As mentioned earlier, there is no well-defined work zone targeted data available and gaining access to work-zone relevant data to train the models has been the main focus of our efforts. This can be achieved in two ways:
- Approach 1: Exploring existing datasets and models trained on them with at least a sub set of the classes we are interested in.
- Approach 2: Collecting our own new data and annotating it.
- Approach 3: Augment the data to generate more data.
Approach 1: Explore Existing Datasets
As part of the early efforts in this project, we tried exploring existing datasets which had some representation for what we considered as “relevant” in the context of work-zones.

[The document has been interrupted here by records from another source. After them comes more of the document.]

PR #356, opened 2025-06-05
Fix pre postprocessors in rollout training

sahahner:
##  Additional notes ##


sahahner:
> One general comment: I think we can see that our current pre / post processor design might not be best suited for in-rollout imputation. Instead of having to implement "if in_advance_input" it would be better to have the option to only call the imputer -> replace NaNs without normalisation / de-normalisation. We might want to call these in a different context in the future, so more flexibility here would be good.

Yes, that would indeed be practical. How would you solve this for our current setup where we can have several imputers and not only one?

ssmmnn11:
> > One general comment: I think we can see that our current pre / post processor design might not be best suited for in-rollout imputation. Instead of having to implement "if in_advance_input" it would be better to have the option to only call the imputer -> replace NaNs without normalisation / de-normalisation. We might want to call these in a different context in the future, so more flexibility here would be good.
> 
> Yes, that would indeed be practical. How would you solve this for our current setup where we can have several imputers and not only one?

We could split imputation and normalisation for a start. Then we could call them independently instead of only having pre_processing etc.

sahahner:
That would indeed allow us to avoid an if statement in the transform functions. I am not sure whether pulling the imputer(s) out of the pre/postprocessors object of the model is the most elegant solution, since for many users they are probably not part of the default configuration.

A regard: do we run into the danger, that we will accumulate more pre/postprocessors objects in the model over time?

They include the following datasets:
- Argoverse 2.0
We explored the Large Vocabulary Instance Segmentation (LVIS) Dataset which is a long tailed dataset with a couple relevant classes to construction zones:
We found 25 relevant classes as mentioned below.

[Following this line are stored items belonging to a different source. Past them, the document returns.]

PR #363, opened 2025-06-05
fix: SphericalAreaWeights

### LINKED ISSUE #362: SphericalAreaWeights not working as intended for high resolution stretched grid
### What happened?

SphericalAreaWeights do not work as intended with a high resolution stretched grid setup (n320 global, 2.5km regional resolution). 

Image

This can be fixed by not casting the latitude / longitude coordinates to float32 (keeping them as float64). I would guess this bug happens because SphericalVoronoi's internal precision depends on that of the input data. Correct result when not casting to float32:

Image

Create a graph using cutout with the default stretched grid graph config and 
```yaml
  dataset:
    cutout:
      - dataset: aifs-meps-2.5km-2020-2023-6h-v7
        trim_edge: 50
      - dataset: aifs-ea-an-oper-0001-mars-n320-1979-2022-6h-v6
    min_distance_km: 0
    adjust: all
```

### Version

v0.6.0

Leonardo

### Relevant log output

```shell

```

### Accompanying data

_No response_

### Organisation

MetNorway

havardhhaugen:
## Description
Fixes #362 

SphericalAreaWeights needs float64 precision input to work as intended for high resolution graphs

#362 

##  Additional notes ##

### DIFF
--- a/graphs/src/anemoi/graphs/generate/transforms.py
+++ b/graphs/src/anemoi/graphs/generate/transforms.py
@@ -32,6 +32,28 @@ def cartesian_to_latlon_rad(xyz: np.ndarray) -> np.ndarray:
     return np.array((lat, lon), dtype=np.float32).transpose()
 
 
+def latlon_rad_to_cartesian_np(locations: np.ndarray, radius: float = 1) -> np.ndarray:
+    """Convert planar coordinates to 3D coordinates in a sphere.
+
+    Parameters
+    ----------
+    locations : np.ndarray of shape (N, 2)
+        The 2D coordinates of the points, in radians.
+    radius : float, optional
+        The radius of the sphere containing los points. Defaults to the unit sphere.
+
+    Returns
+    -------
+    np.ndarray of shape (N, 3)
+        3D coordinates of the points in the sphere.
+    """
+    latr, lonr = locations[..., 0], locations[..., 1]
+    x = radius * np.cos(latr) * np.cos(lonr)
+    y = radius * np.cos(latr) * np.sin(lonr)
+    z = radius * np.sin(latr)
+    return np.stack((x, y, z), axis=-1)
+
+
 def latlon_rad_to_cartesian(locations: torch.Tensor, radius: float = 1) -> torch.Tensor:
     """Convert planar coordinates to 3D coordinates in a sphere.
 
--- a/graphs/src/anemoi/graphs/nodes/attributes/area_weights.py
+++ b/graphs/src/anemoi/graphs/nodes/attributes/area_weights.py
@@ -97,7 +97,7 @@ class PlanarAreaWeights(BaseNodeAttribute):
     """
 
     def get_latlon_coordinates(self, nodes: NodeStorage) -> torch.Tensor:
-        return nodes.x
+        return nodes.x.to(torch.float64)
 
     def _compute_mean_nearest_distance(self, points: np.ndarray) -> float:
         """Compute mean distance to nearest neighbor for each point.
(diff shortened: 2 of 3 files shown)


FussyDuck:
[CLA assistant check](https://bol-claassistant.ecmwf.int:443/ecmwf/anemoi-core?pullRequest=363) <br/>Thank you for your submission! We really appreciate it. Like many open source projects, we ask that you sign our [Contributor License Agreement](https://bol-claassistant.ecmwf.int:443/ecmwf/anemoi-core?pullRequest=363) before we can accept your contribution.<br/><sub>You have signed the CLA already but the status is still pending? Let us [recheck](https://bol-claassistant.ecmwf.int:443/check/ecmwf/anemoi-core?pullRequest=363) it.</sub>

JPXKQX:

We incorporated LVIS Detection along with COCO Detections already running on static cameras installed at Pittsburgh Intersections and are currently investigating the data. Any time a class from these 25 seemingly relevant classes are detected, we go ahead and sample those video frames to check if there are construction zones.
LVIS has some relevant classes but misses out on two of the most important classes: Construction Workers and Heavy Machines. NuScenes has these two classes and some other construction zone relevant classes. We found 5 classes of relevance and are exploring those.
We the trained a NuScenes-Construction Object Detector which is trained on only these 5 classes and can help us detect construction zones with better confidence.
We also explored the recently released Argoverse 2.0 – Sensor Dataset for any construction zone relevant classes. We found a couple relevant classes.
This way, we tried training our Faster R-CNN detection network using these datasets to be able to at least identify those image frames with some work-zone relevant classes.
The training and testing pipeline for this approach, looked as follows:
We feed in surveillance videos captured by the cameras at intersections. Sample 120 frames every 10 minutes, perform median subtraction and if we do find difference, we perform detection for COCO and the selected ‘work-zone’ relevant LVIS, NuScenes and ArgoVerse 2.0 classes and then perform further analysis on top of the detection results to finally pick frames that contain work-zone scenes in them.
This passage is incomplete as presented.